Radioactive Vapors In Japan 'Should Not Be Automatic Concern,' Expert Says
Radiation levels outside of one Japan’s nuclear power plants are at eight times the normal level, but it does not pose an immediate threat to nearby residents, a nuclear safety agency said to a Japanese news network.
Following the 8.9-magnitude earthquake and tsunami that devasted parts of Japan Friday, some nuclear power plants automatically shut down as a result of powerful shaking; however, the nuclear reactors will continue to produce heat and need to be electrically cooled.
The government extended its evacuation orders to residents within a 6.2-mile radius of the Fukushima No. 1 nuclear plant in northeast Japan.
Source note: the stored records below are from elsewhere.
PR #20, opened 2026-04-16
feat: expand LoRA target presets and family hooks

Akane-CN:
## Summary
- add architecture-aware LoRA target-module preset expansion for stable dense families and safer attention-first defaults for Mixtral
- surface family-level LoRA support hooks from the model catalog so dense, MoE, and embedding paths are explicit
- document stable, experimental, and blocked LoRA family expectations for operators

## Testing
- PYTHONPATH="$(pwd):$(pwd)/services/mlx-worker-python" uv run --project services/mlx-worker-python pytest services/mlx-worker-python/tests/test_lora_model_ops.py services/mlx-worker-python/tests/test_training_dataset_builder.py -q
- PYTHONPATH="$(pwd):$(pwd)/services/mlx-worker-python" uv run --project services/mlx-worker-python pytest services/mlx-worker-python/tests/test_model_registry_catalog.py -q
- PYTHONPATH="$(pwd):$(pwd)/services/mlx-worker-python" uv run --project services/mlx-worker-python python -m coverage run -m pytest services/mlx-worker-python/tests/test_lora_model_ops.py services/mlx-worker-python/tests/test_training_dataset_builder.py services/mlx-worker-python/tests/test_model_registry_catalog.py -q
- uv run --project services/mlx-worker-python python -m coverage report -m services/mlx-worker-python/worker/model_ops/training_config.py services/mlx-worker-python/worker/model_registry/catalog.py

## Metrics
- training_config.py coverage: 95%
- catalog.py coverage: 96%
- combined touched Python scope coverage: 96%

## Risks / follow-ups
- non-productized advanced text and MoE families still reject `train_lora`; this PR only adds the hooks and operator-facing boundaries, not full training support
- Mixtral expert targeting remains experimental even though the preset plumbing now exposes it explicitly

PR #19, opened 2026-04-16
feat: add LoRA training resilience and experiment lineage

Akane-CN:
## Summary
- add resumable LoRA training metadata for checkpoint lineage and manifest-backed resume inputs
- persist richer local experiment index entries with best-known adapter and checkpoint lineage data
- surface experiment and resume visibility through the Python operator snapshot tests

## Verification
- `PYTHONPATH="$(pwd):$(pwd)/services/mlx-worker-python" uv run --project services/mlx-worker-python pytest services/mlx-worker-python/tests/test_lora_experiment_store.py services/mlx-worker-python/tests/test_lora_model_ops.py services/mlx-worker-python/tests/test_maintenance_service.py -q` *(fails in pre-existing upload/evaluation tests unrelated to this scope)*
- `PYTHONPATH="$(pwd):$(pwd)/services/mlx-worker-python" uv run --project services/mlx-worker-python pytest services/mlx-worker-python/tests/test_lora_experiment_store.py services/mlx-worker-python/tests/test_lora_model_ops.py -q`
- `PYTHONPATH="$(pwd):$(pwd)/services/mlx-worker-python" uv run --project services/mlx-worker-python pytest services/mlx-worker-python/tests/test_maintenance_service.py -q -k 'grouped_lora_experiments or published_and_unpublished_adapters or dataset_provenance_and_derived_model_linkage'

PR #21, opened 2026-04-16
feat: productize LoRA export and publish selection

Akane-CN:
## Summary
- productize explicit LoRA adapter export versus merged export behavior
- record publish lineage in registry snapshots and receipts
- add public CLI surfaces for LoRA publish and export selection
- update the LoRA runbook to document adapter-only versus merged distribution paths

## Test Plan
- PYTHONPATH="$(pwd):$(pwd)/services/mlx-worker-python" uv run --project services/mlx-worker-python pytest services/mlx-worker-python/tests/test_maintenance_service.py -q -k 'upload_receipt_pipeline_requires_target_repo or publishes_adapter_bundle or publishes_fused_derived_model_as_merged_export or supports_name_only_publish or records_merged_publish_lineage'
- attempted Swift CLI test target per plan, but local environment lacked `swift` (`swift: command not found`)

## Notes
- full `test_maintenance_service.py` still has unrelated code-eval fixture failures according to the implementation session; this PR keeps scope to export/publish productization only
- this PR is intentionally not merged yet


Linn-San (approved):
Reviewed and approved with **No BS** ✅\n\nI spot-checked the LoRA publish/productization diff (pipeline, catalog, and CLI flow). Main behavior looks coherent: explicit publish kinds (`adapter_export` / `merged_export`) are resolved deterministically, merged publish source selection is constrained to fused derived model bundles, and registry/CLI surfaces now persist lineage/contract info.\n\nI did not find blocking issues in scope for this PR. Note: GitHub checks currently show only WIP at this moment; once run, I’d expect them to align with the focused surface additions.

Keith-CY (commented):
Overall well-structured. A few inline comments below.

Sources/MelixCLICore/MelixCLI.swift
```diff
@@ -131,6 +131,31 @@ public struct LoraRemoveDerivedOptions: Equatable, Sendable {
     }
 }
 
+public struct LoraPublishOptions: Equatable, Sendable {
+    public let modelID: String
+    public let targetRepo: String
+    public let exportKind: String
```
Keith-CY: `exportKind` is typed as `String` but only two values are valid (`adapter_export` / `merged_export`). An enum — or at minimum file-scoped string constants — would prevent a typo at the call site from silently reaching the wrong upload branch in `MelixCLIRunner`.

Sources/MelixCLICore/MelixCLI.swift
```diff
@@ -1439,6 +1466,49 @@ public enum MelixCLIParser {
...
+                    "Exactly one of --adapter-path, --merged-model-path, or --manifest-path is required for melix lora publish."
+                )
+            }
+            let exportKind: String
+            let artifactPath: String
+            let artifactManifestPath: String
+            if adapterPath.isEmpty == false {
+                exportKind = "adapter_export"
+                artifactPath = adapterPath
+                artifactManifestPath = adapterPath
```
Keith-CY, line 1498: Both `artifactPath` and `artifactManifestPath` are set to `adapterPath` here — intentional because the adapter path IS the manifest JSON, but it reads like a copy-paste error. A brief comment or a more descriptive intermediate name would make the symmetry clear to the next reader.

Sources/MelixCLICore/MelixCLI.swift
```diff
@@ -3105,6 +3191,24 @@ public actor MelixCLIRunner {
...
+            let artifactKind = ext["artifact_kind"] ?? ""
+            if ["adapter_export", "merged_export"].contains(artifactKind) {
+                var arguments = ["lora", "publish", "--model-id", modelID]
+                appendOption("--target-repo", value: ext["target_repo"], into: &arguments)
+                if artifactKind == "adapter_export" {
+                    appendOption("--adapter-path", value: ext["artifact_path"], into: &arguments)
+                } else {
+                    let artifactPath = ext["artifact_path"] ?? ""
+                    let manifestPath = ext["artifact_manifest_path"] ?? ""
+                    if manifestPath.isEmpty == false || artifactPath.hasSuffix(".json") {
```
Keith-CY: The `.hasSuffix(".json")` fallback is fragile: a model directory named with a `.json` extension would silently be treated as a manifest path. The caller already passes `artifact_manifest_path` explicitly for this case — checking `manifestPath.isEmpty == false` alone is sufficient and avoids the heuristic.

services/mlx-worker-python/tests/test_maintenance_service.py
```diff
@@ -1712,6 +1718,79 @@ def test_upload_job_publishes_adapter_bundle_to_hugging_face(tmp_path: Path) ->
...
+    assert payload["export_artifact_kind"] == "merged_export"
+    assert payload["distribution_contract"] == "merged_model"
+    assert payload["activation_mode"] == "fused_derived_model"
+    assert payload["derived_model_id"].startswith("melix-dev-text-lora-")
+    assert payload["parent_lineage"]["activation_mode"] == "fused_derived_model"
+    assert payload["parent_lineage"]["derived_model_id"] == payload["derived_model_id"]
+    assert publish_backend.calls[-1]["artifact_kind"] == "merged_export"
+    assert isinstance(published_source, Path)
+    assert published_source.name == payload["derived_model_id"]
+    assert sorted(payload["published_files"]) == ["manifest.json"]
```
Keith-CY: `FakePublishBackend` derives `published_files` from `source_path.name` (the directory name), so this assertion tests the fake's own logic rather than real upload behavior. For a real merged-model export the file list would include safetensors shards, `config.json`, etc. Consider asserting that the list is non-empty and that the expected source path was used, rather than pinning to `["manifest.json"]`.

tests/MelixCLITests/MelixCLIParserTests.swift
```diff
@@ -1312,6 +1312,47 @@ struct MelixCLIParserTests {
...
+            return
+        }
+        guard case .loraPublish(let mergedOptions) = mergedCommand else {
+            Issue.record("Expected merged loraPublish command")
+            return
+        }
+
+        #expect(adapterOptions.modelID == "melix-dev-text")
+        #expect(adapterOptions.targetRepo == "melix/adapters/demo")
+        #expect(adapterOptions.exportKind == "adapter_export")
```
Keith-CY: Now that `exportKind` is `LoraPublishExportKind`, comparing it to a `String` literal won't compile — Swift has no implicit `==` between an enum and its raw type. Use `.rawValue` or compare against the enum case:
```swift
// Option A
#expect(adapterOptions.exportKind.rawValue == "adapter_export")
// Option B
#expect(adapterOptions.exportKind == .adapterExport)
```
Same issue applies to line 1350 (`mergedOptions.exportKind == "merged_export"`).

tests/MelixCLITests/MelixCLIRunnerTests.swift
```diff
@@ -1276,6 +1276,56 @@ struct MelixCLIRunnerTests {
...
+    func loraPublishForwardsExplicitExportSelections() async throws {
+        let client = StubControlPlaneXPCClient()
+        await client.setModelOperationResult(makeModelOperationResult(outputPath: "/tmp/melix/upload/job-5"))
+
+        let adapterOutput = try await MelixCLIRunner(client: client).run(
+            .loraPublish(
+                .init(
+                    modelID: "mlx-community/Qwen3.5-0.8B-OptiQ-4bit",
+                    targetRepo: "melix/adapters/demo",
+                    exportKind: "adapter_export",
```
Keith-CY: `LoraPublishOptions.init(exportKind:)` now expects `LoraPublishExportKind`, not `String`. Passing a string literal here won't compile. Use the enum case:
```swift
exportKind: .adapterExport,
```
Same fix needed on line 1313 (`.mergedExport`).

Keith-CY (commented):
Good updates — enum, comment, suffix heuristic, and `published_files` check all addressed. One new issue from the enum introduction below.

Akane-CN:
Addressed the remaining compile-level test fallout from the `LoraPublishExportKind` enum update on this branch:

- updated `MelixCLIParserTests` to compare `exportKind` against `.adapterExport` / `.mergedExport`
- updated `MelixCLIRunnerTests` to pass `.adapterExport` / `.mergedExport` into `LoraPublishOptions` instead of string literals

The earlier review items on this branch (WorkerModelCatalog synchronization, merged source-path guard, enum introduction, adapter-path comment, suffix heuristic removal, and `published_files` assertion cleanup) were already addressed in prior commits.

I could not run the narrow Swift test slice here because the Swift toolchain is not installed in this environment (`swift: command not found`).

Sources/MelixCLICore/MelixCLI.swift
Akane-CN: Handled earlier on #21. I kept the adapter-path symmetry but added an explicit comment clarifying that adapter publish uses the adapter manifest JSON itself as the source artifact, so the shared value is intentional rather than a copy-paste mistake.

Akane-CN:
Rebased onto the latest `main` after #19 and #20 merged.

New head:
- f0aeea0 fix: restore CLI runner tests after enum update

Conflict resolution notes:
- kept the newer `main` behavior for merged-export publish assertions
- preserved the publish-lineage / activation-manifest tracking from this branch
- no conflict markers remain in the rebased branch

Akane-CN:
Rebased again onto the latest `main` after #22 merged.

New head:
- defe5e8 fix: restore CLI runner tests after enum update

This round only needed one conflict resolution in `job_registry.py`: I kept both fields so the rebased branch still exposes `activation_backend` and `activation_manifest_path` together.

The order was originally only for residents within an approximate two-mile radius.
Kyodo News, a Japanese news network, reports that with radiation levels at about 1,000 times the regular level, it is possible that radioactive steam may spread to other areas of the nuclear plant.
Prime Minister Naoto Kan visited the facility early Saturday. “I want to grasp the situation,” Kan told Japanese reporters.
The Tokyo Electric Power Company released a statement saying, “We have decided to implement measures to reduce the pressure of the reactor containment vessel…in order to fully secure safety.”
Reducing pressure inside the reactors means that the Fukushima nuclear plant would release radioactive vapor into the air.
Amid concerns that a meltdown may happen at the Fukushima plant, a spokesperson at the Washington, D.C.-based Nuclear Energy Institute said “It’s too soon to know” what risk residents near the nuclear plant face.
There is a possibility of a controlled release of radiation, and that should not be an automatic concern for people, said Steve Kerekes, NEI spokesman.
Kerekes said that this nuclear emergency should be kept in context and not sensationalized because there is no sense in scaring people whose country has already been devastated.
He cited a partial meltdown that happened about 30 years ago in Pennsylvania at the Three Mile Island Nuclear Generating Station. The partial meltdown released a maximum of 70 millirems of radiation—5,000 millirems is the maximum amount that employees inside nuclear plants can be exposed to.
Numerous studies after the Three Mile Island incident could not identify adverse health effects in the people that were exposed to the leaked radiation, Kerekes said.
He added that people are regularly exposed to radiation throughout the day from sources ranging from the sun to consumer products.
Kerekes said that a radiation leak is not necessarily cause for alarm, rather, it is unusually high radiation levels that should cause alarm.